- Movie poster
- Directed by: Umesh Vinayak Kulkarni
- Written by: Girish Pandurang Kulkarni
- Screenplay by: Girish Pandurang Kulkarni
- Produced by: Abhijeet Gholap
- Starring: Nana Patekar Dilip Prabhawalkar Girish Kulkarni Sonali Kulkarni Sharvani Pillai
- Cinematography: Sudhakar Reddy Yakkanti
- Edited by: Abhijit Deshpande
- Music by: Mangesh Dhakde
- Production company: Devisha Films
- Release dates: 10 October 2011 (at Pusan International Film Festival, South Korea); 4 November 2011 (in India);
- Country: India
- Language: Marathi
- Budget: ₹5.5 crore

= Deool =

2011 film by Umesh Vinayak Kulkarni

Deool is a 2011 Indian Marathi comedy directed by Umesh Vinayak Kulkarni (an alumnus of the Film and Television Institute of India, (FTII) Pune). The film stars Girish Kulkarni, Nana Patekar, Dilip Prabhawalkar, Sharvani Pillai, and Sonali Kulkarni in lead roles. The film is about the effect of globalization on India's small towns and the terrible state of Indian villages, with a political backdrop.

Deool won the 59th National Film Awards for Best Feature Film, Best Actor (Girish Kulkarni) and Best Dialogue (Girish Kulkarni).

The film also marks the debut of veteran Hindi film actor Naseeruddin Shah in the Marathi film industry.

==Plot==
In the rural areas of Maharashtra lies a peaceful village called Mangrul.

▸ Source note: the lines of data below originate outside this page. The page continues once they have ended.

PR #1319, opened 2017-06-25
feat(SDKObjectAlias): add component copying

bddckr:
The SDK Object Alias script now can copy a list of components over
to the SDK Object in addition to the existing childing.

### DIFF
--- a/Assets/VRTK/Scripts/Utilities/VRTK_SDKObjectAlias.cs
+++ b/Assets/VRTK/Scripts/Utilities/VRTK_SDKObjectAlias.cs
@@ -2,6 +2,9 @@
 namespace VRTK
 {
     using UnityEngine;
+    using System;
+    using System.Collections.Generic;
+    using System.Reflection;
 
     /// <summary>
     /// The GameObject that the SDK Object Alias script is applied to will become a child of the selected SDK Object.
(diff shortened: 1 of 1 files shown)


bddckr:
I'm kinda torn on this.

I tested by adding a Bloom effect to the game object the SDK Object Alias script is on. That results in a camera being added which we probably _don't_ want to copy over 😛
That's pretty much the reason I scrapped my initial implementation that just copied over every component of the game object (except the Transform and SDKObjectAlias of course).

Another issue are things like ParticleSystem: That one will always throw an error because we set all the fields and properties to be the same after copying the component. But ParticleSystem doesn't like us changing the `randomSeed` after the ParticleSystem is running already.
I guess this can be worked around by turning off the ParticleSystem and turning it on later, after the component is copied over?

Almost feels like one always has to write a helper script (turning off/on ParticleSystems, adjusting a setting, i.e. making sure something is copied over correctly)... One could just do the initial component add and configuration in a script then and no one would need this PR.

Thoughts?

thestonefox:
i wonder if for things that people need to apply directly to the camera in the editor they just have to apply those scripts to every camera rig they're supporting.

bddckr:
Yes that works of course, it means duplicated stuff everywhere, though. And you can't prefab-ify this for the same reasons we need this copying mechanic in the first place.

thestonefox:
I just think the more we try and consolidate the SDK camera rigs, the more hassle we're getting in to. It's like they've been designed to not work together! :p

bddckr:
Something something take over ownership of the VR camera something. Not possible for every SDK I'd guess.

thestonefox:
One day all headsets will be supported through Direct Reality/OpenXR/Unity/Whatever

and we never have to worry about multiple SDK set ups ever again! 😄

bddckr:
You just named 4 different ones. These will be the new things we have to support instead of the current SDKs 😝

thestonefox:
What are your thoughts on this one still? Is it still worth while having the component copy? or is it cludgy?

bddckr:
It works for the original thing we wanted it for: For copying over camera image effect stuff.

Keshya (Girish Kulkarni), a simple village youth, who works for Bhau (Nana Patekar) as a cow stockman, takes one of Bhau's cows named "KARDI", to one of the hills in the village where there is an Audumber (Ficus racemosa: Indian fig tree) tree present. KARDI scratches her head over that tree and by which Lord Dattatreya makes a presence and shows his Avtar to Keshya. Keshya, by experiencing God's Avtar, makes a hue and cry in the village saying God Dattatreya made an appearance for him.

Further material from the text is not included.